PR #219, opened 2015-02-15
=tck minor test name fixup, it is a required test

ktoso:
Trivial name fixup, introduced in https://github.com/reactive-streams/reactive-streams/pull/214/files#diff-4ebca955800e47695d157fcd89b4fec6R263 
Notice that this rule is a required rule, thus the method name of the test should reflect this.

( see why such name here: https://github.com/reactive-streams/reactive-streams/pull/219/files#diff-4ebca955800e47695d157fcd89b4fec6R273 )

### DIFF
--- a/tck/src/test/java/org/reactivestreams/tck/PublisherVerificationTest.java
+++ b/tck/src/test/java/org/reactivestreams/tck/PublisherVerificationTest.java
@@ -264,7 +264,7 @@ public class PublisherVerificationTest extends TCKVerificationSupport {
   }
 
   @Test
-  public void optional_spec109_mayRejectCallsToSubscribeIfPublisherIsUnableOrUnwillingToServeThemRejectionMustTriggerOnErrorAfterOnSubscribe_actuallyPass() throws Throwable {
+  public void required_spec109_mayRejectCallsToSubscribeIfPublisherIsUnableOrUnwillingToServeThemRejectionMustTriggerOnErrorAfterOnSubscribe_actuallyPass() throws Throwable {
     customPublisherVerification(SKIP, new Publisher<Integer>() {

══════

Repeat word for word the lines above that run from the line containing "a required test" through the line containing "Trivial name fixup, introduced", both ends included, and nothing else.

=tck minor test name fixup, it is a required test

ktoso:
Trivial name fixup, introduced in https://github.com/reactive-streams/reactive-streams/pull/214/files#diff-4ebca955800e47695d157fcd89b4fec6R263 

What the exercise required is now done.